Method: Twelve healthy men and 12 healthy women with no missing tooth participated. Surface EMG was recorded from the masseter and temporalis muscle. As a control measurement, intercuspal position was maintained to produce a natural (habitual) clenching record (NCR) while the occlusal contact area and point were recorded by means of silicone material. Subsequently, the occlusal contact area was recorded with the narrative instruction for minimum clenching record (MCR), light clenching record (LCR), and strong clenching record (HCR).

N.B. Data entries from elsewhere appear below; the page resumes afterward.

PR #3527, opened 2017-11-07
[v6r20] CI: add formatting job

andresailer:
This adds a job to the CI that will check that any changed lines or new files are formatted according to the agreed style.
The check only does something meaningful for PRs because it is impossible to figure out with what to diff the code otherwise.

### DIFF
--- a/.travis.yml
+++ b/.travis.yml
@@ -7,6 +7,7 @@ env:
     - CHECK=py.test
     - CHECK=docs
     - CHECK=pylint
+    - CHECK=format
 
 
 # command to install dependencies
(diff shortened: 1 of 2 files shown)


atsareg:
IIUC this will be applied for all the changed lines including "beautification". This risks to fail the Travis test too often, I am afraid. May be it is possible to make it a separate test from the rest of Travis enabled tests ?

andresailer:
I hope all future beautification is according to the formatting rules, that this test will fail otherwise is the whole point.

andresailer:
Rebased, so here is the job that failed the formatting test https://travis-ci.org/DIRACGrid/DIRAC/jobs/298479199 for the second commit in this PR

andresailer:
@fstagni test success is reported now

PR #3530, opened 2017-11-07
[v6r19] dirac-dms-user-lfn: always prepend '*' for wildcard

andresailer:
without a leading \* for the wildcard no matches were ever found unless the full path is specified or '\*' is prepended in the wildcard expression. This makes the wildcard more intuitive to use, will not affect anybody negatively. Full path will still match even with leading '\*'

BEGINRELEASENOTES

*DMS

CHANGE: dirac-dms-user-lfns: the wildcard flag will always assume leading "\*" to match files, unless the full path was specified in the wildcard no files were previously matched

ENDRELEASENOTES


phicharp:
Review OK

PR #3531, opened 2017-11-07
[v6r20] Allow command modules with underscores in the names

atsareg:
Joining the pylint rush :) . This fix allows to write commands with module names like dirac_xxx_yyy.py. While installation the command wrappers will be anyway generated as dirac-xxx-yyy, so no surprises for the users. The modules can be renamed except for dirac-install.py and dirac-deploy-scripts.py for the moment. Once the new versions are in place ( in a release ), original dirac-install.py and dirac-deploy-scripts.py can be also renamed.

BEGINRELEASENOTES
*Core
CHANGE: dirac-deploy-scripts, dirac-install - allow command modules with underscores in their names in order for better support for the code checking tools 
ENDRELEASENOTES

### DIFF
--- a/Core/scripts/dirac-deploy-scripts.py
+++ b/Core/scripts/dirac-deploy-scripts.py
@@ -123,7 +123,7 @@ if not rootPath:
   sys.exit( 1 )
 
 targetScriptsPath = os.path.join( rootPath, "scripts" )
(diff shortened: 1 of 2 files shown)


chaen:
Cool :)
Did you also see https://github.com/DIRACGrid/DIRAC/issues/3523 ?

PR #3573, opened 2017-12-12
[v6r19] Add new fields in TransformationMonitor, fix ReplicateAndRegister

phicharp:
BEGINRELEASENOTES
* TransformationSystem
CHANGE: add possibility to get extension-specific tasks and files statuses in TransformationMonitor web application

* RMS
NEW: add option --ListJobs to dirac-rms-request to list the jobs for a set of requests

* DMS
FIX: in DMSHelpers, fix case when no site is found for an SE
FIX: in ReplicateAndRegister, don't try and get SE metadata is replica is inactive

ENDRELEASENOTES

### DIFF
--- a/DataManagementSystem/Agent/RequestOperations/ReplicateAndRegister.py
+++ b/DataManagementSystem/Agent/RequestOperations/ReplicateAndRegister.py
@@ -24,6 +24,7 @@ __RCSID__ = "$Id $"
 
 # # imports
 import re
+from collections import defaultdict
 # # from DIRAC
 from DIRAC import S_OK, S_ERROR, gLogger
 from DIRAC.Core.Utilities.Adler import compareAdler, hexAdlerToInt, intAdlerToHex
@@ -273,7 +274,7 @@ class ReplicateAndRegister(DMSRequestOperationsBase):
 
     toSchedule = {}
 
-    errors = {}
+    errors = defaultdict(int)
     for opFile in self.getWaitingFilesList():
       opFile.Error = ''
       gMonitor.addMark("FTSScheduleAtt")
@@ -299,21 +300,21 @@ class ReplicateAndRegister(DMSRequestOperationsBase):
         gMonitor.addMark("FTSScheduleFail")
         if noMetaReplicas:
           err = "Couldn't get metadata"
-          errors[err] = errors.setdefault(err, 0) + 1
+          errors[err] += 1
           self.log.verbose(
               "unable to schedule '%s', %s at %s" %
               (opFile.LFN, err, ','.join(noMetaReplicas)))
           opFile.Error = err
         elif noReplicas:
           err = "File doesn't exist"
-          errors[err] = errors.setdefault(err, 0) + 1
+          errors[err] += 1
           self.log.error("Unable to schedule transfer",
                          "%s %s at %s" % (opFile.LFN, err, ','.join(noReplicas)))
           opFile.Error = err
           opFile.Status = 'Failed'
         elif badReplicas:
           err = "All replicas have a bad checksum"
-          errors[err] = errors.setdefault(err, 0) + 1
+          errors[err] += 1
           self.log.error("Unable to schedule transfer",
                          "%s, %s at %s" % (opFile.LFN, err, ','.join(badReplicas)))
           opFile.Error = err
@@ -403,17 +404,17 @@ class ReplicateAndRegister(DMSRequestOperationsBase):
       self.log.info("Trying transfer using replica manager as FTS failed")
     else:
       self.log.info("Transferring files using Data manager...")
-    errors = {}
+    errors = defaultdict(int)
     for opFile in waitingFiles:
       if opFile.Status == 'Failed':
         err = "File already Failed"
-        errors[err] = errors.setdefault(err, 0) + 1
+        errors[err] += 1
         continue
       if opFile.Error in ("Couldn't get metadata",
                           "File doesn't exist",
                           "All replicas have a bad checksum",):
         err = "File already in error status"
-        errors[err] = errors.setdefault(err, 0) + 1
+        errors[err] += 1
         continue
 
       gMonitor.addMark("ReplicateAndRegisterAtt", 1)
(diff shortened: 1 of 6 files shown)


phicharp:
@zmathe : Zoltan, is it sufficient to add these parameters in the method `getTransformationSummaryWeb` for them to be included in the web display? I suspect there is another place where the columns are defined, right?

zmathe:
The new fields have to be added also to WebApp. I will modify later today.

phicharp:
OK, but can these fields also be taken from the CS or does it need to be hardcoded, which is not very nice...

zmathe:
It has to be hardcoded: https://github.com/DIRACGrid/WebAppDIRAC/blob/integration/WebApp/static/DIRAC/TransformationMonitor/classes/TransformationMonitor.js#L40

phicharp:
Too bad... However the statuses 'NotProcessed' and 'Removed' are LHCb-specific, therefore should be in LHCbDIRAC...

zmathe:
The dataFields can be overwritten in LHCbWeb

DataManagementSystem/Agent/RequestOperations/ReplicateAndRegister.py
```diff
@@ -29,203 +29,208 @@
...
+    allReplicas = dataManager.getReplicas(opFile.LFN, getUrl=False)
     if allReplicas['OK']:
-      allReplicas = allReplicas['Value']['Successful'].get( opFile.LFN, {} )
+      allReplicas = allReplicas['Value']['Successful'].get(opFile.LFN, {})
       if not allReplicas:
-        ret['NoReplicas'].append( None )
+        ret['NoReplicas'].append(None)
         noReplicas = True
       else:
-        # We try inactive replicas to see if maybe the file doesn't exist at all
```
phicharp: here is the change

DataManagementSystem/Agent/RequestOperations/ReplicateAndRegister.py
```diff
@@ -29,203 +29,208 @@
...
     if fcChecksum:
-      if hexAdlerToInt( fcChecksum ) != False:
+      if hexAdlerToInt(fcChecksum) is not False:
         opFile.Checksum = fcChecksum
-        opFile.ChecksumType = fcMetadata['Value']['Successful'][opFile.LFN].get( 'ChecksumType', 'Adler32' )
+        opFile.ChecksumType = fcMetadata['Value']['Successful'][opFile.LFN].get('ChecksumType', 'Adler32')
       else:
         opFile.Checksum = None
 
+  # If no replica was found, return what we collected as information
```
phicharp: ... and return if no replica is found

chaen:
review ok

DataManagementSystem/Agent/RequestOperations/ReplicateAndRegister.py
```diff
@@ -239,42 +244,41 @@ def _addMetadataToFiles( self, toSchedule ):
...
-      return S_OK( "%s targets are banned for writing" % ",".join( bannedTargets['Value'] ) )
+      return S_OK("%s targets are banned for writing" % ",".join(bannedTargets['Value']))
 
     # Can continue now
-    self.log.verbose( "No targets banned for writing" )
+    self.log.verbose("No targets banned for writing")
 
     toSchedule = {}
 
+    errors = {}
```
andresailer:
```
from collections import defaultdict
errors = defaultdict(int)
```

DataManagementSystem/Agent/RequestOperations/ReplicateAndRegister.py
```diff
@@ -283,218 +287,238 @@ def ftsTransfer( self ):
...
-          toSchedule[opFile.LFN] = [ opFile, validReplicas, validTargets ]
+          toSchedule[opFile.LFN] = [opFile, validReplicas, validTargets]
       else:
-        gMonitor.addMark( "FTSScheduleFail" )
+        gMonitor.addMark("FTSScheduleFail")
         if noMetaReplicas:
-          self.log.warn( "unable to schedule '%s', couldn't get metadata at %s" % ( opFile.LFN, ','.join( noMetaReplicas ) ) )
-          opFile.Error = "Couldn't get metadata"
+          err = "Couldn't get metadata"
+          errors[err] = errors.setdefault(err, 0) + 1
```
andresailer: when using defaultdict
```
errors[err] += 1
```

phicharp: Yes, thanks for reminding me, this is a great feature! I'll do it

phicharp:
Please review... hopefully that's it for this week!

phicharp:
Diffs: https://github.com/DIRACGrid/DIRAC/pull/3573/files?w=1

DataManagementSystem/Agent/RequestOperations/ReplicateAndRegister.py
```diff
@@ -239,262 +245,318 @@ def _addMetadataToFiles( self, toSchedule ):
...
 
+    delayExecution = 0
+    errors = defaultdict(int)
     for opFile in self.getWaitingFilesList():
       opFile.Error = ''
-      gMonitor.addMark( "FTSScheduleAtt" )
+      gMonitor.addMark("FTSScheduleAtt")
       # # check replicas
-      replicas = self._filterReplicas( opFile )
+      replicas = self._filterReplicas(opFile)
```
atsareg: Code for evaluating filtered replicas is similar in ftsTransfer and in dmTransfer. Might be worth making it a common utility

RequestManagementSystem/Client/ReqClient.py
```diff
@@ -402,125 +406,138 @@ def resetFailedRequest( self, requestID, allR = False ):
...
     key += ': '
   blanks = offset * ' '
-  if mainItem and type( mainItem ) == type( {} ):
-    output += "%s%s%s\n" % ( blanks, key, '{' ) if blanks or key else ''
-    for key in sorted( mainItem ):
-      prettyPrint( mainItem[key], key = key, offset = offset )
-    output += "%s%s\n" % ( blanks, '}' ) if blanks else ''
-  elif mainItem and type( mainItem ) == type( [] ) or type( mainItem ) == type( tuple() ):
-    output += "%s%s%s\n" % ( blanks, key, '[' if type( mainItem ) == type( [] ) else '(' )
+  if mainItem and isinstance(mainItem, type({})):
```
atsareg: There are multiple replacements for isinstance() which is good but better to make it properly, I mean:

   isinstance(mainItem, type({})) -> isinstance(mainItem, dict)

And similar for other replacements in this file

DataManagementSystem/Agent/RequestOperations/ReplicateAndRegister.py
phicharp: It is the same method that is called...

RequestManagementSystem/Client/ReqClient.py
phicharp: Ah! This is done automatically by autopep8! I though it was doing it properly, probably though only if the original code is `if type(x) == types.dict`.
I will fix them by hand

PR #3574, opened 2017-12-12
[v6r19] Fix inheritance of SRM2 protocols List

chaen:
Because of some hardcoded path, the protocols list for SRM2 was not correctly inherited.
This PR fixes this issue.

It also makes the Stager survive inheritance
I tested the SRM change with our integration tests

BEGINRELEASENOTES

*Resources
FIX: Use parameters given at construction for SRM2 protocols List

*StorageManagement
FIX: use StorageElement object to get disk cache size

ENDRELEASENOTES

### DIFF
--- a/Resources/Storage/GFAL2_SRM2Storage.py
+++ b/Resources/Storage/GFAL2_SRM2Storage.py
@@ -47,6 +47,16 @@ class GFAL2_SRM2Storage( GFAL2_StorageBase ):
     self.__setSRMOptionsToDefault()
 
 
+    # This lists contains the list of protocols to ask to SRM to get a URL
+    # It can be either defined in the plugin of the SE, or as a global option
+    if 'ProtocolsList' in parameters:
+      self.protocolsList = parameters['ProtocolsList'].split(',')
+    else:
+      self.log.debug( "GFAL2_SRM2Storage: No protocols provided, using the default protocols." )
+      self.protocolsList = self.defaultLocalProtocols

Result: While the EMG activity (%MVC) increased modestly from MCR to LCR (from 9.3 ± 2.0% to 11.5 ± 1.5%), the occlusal contact area increased rapidly (from 17.2 ± 11.3 mm2 to 26.8 ± 15.6 mm2) (P<0.05). Both EMG activity and occlusal contact area increased gradually from LCR to NCR (to 17.7 ± 2.0% and to 31.4 ± 14.2 mm2, respectively). Finally, EMG activity still increased from NCR to HCR (to 44.5 ± 3.7%) (P<0.05) but the occlusal contact area remained stable (to 36.8 ± 16.6 mm2). Occlusal contact point at anterior, left posterior, right posterior, and total area were not significantly differences between each task.
Conclusion: This study showed that adequate narrative instructions while recording the bite can result in largely stable EMG-levels and occlusal contact area, and they may contribute to taking a stable occlusal recording in natural dentition.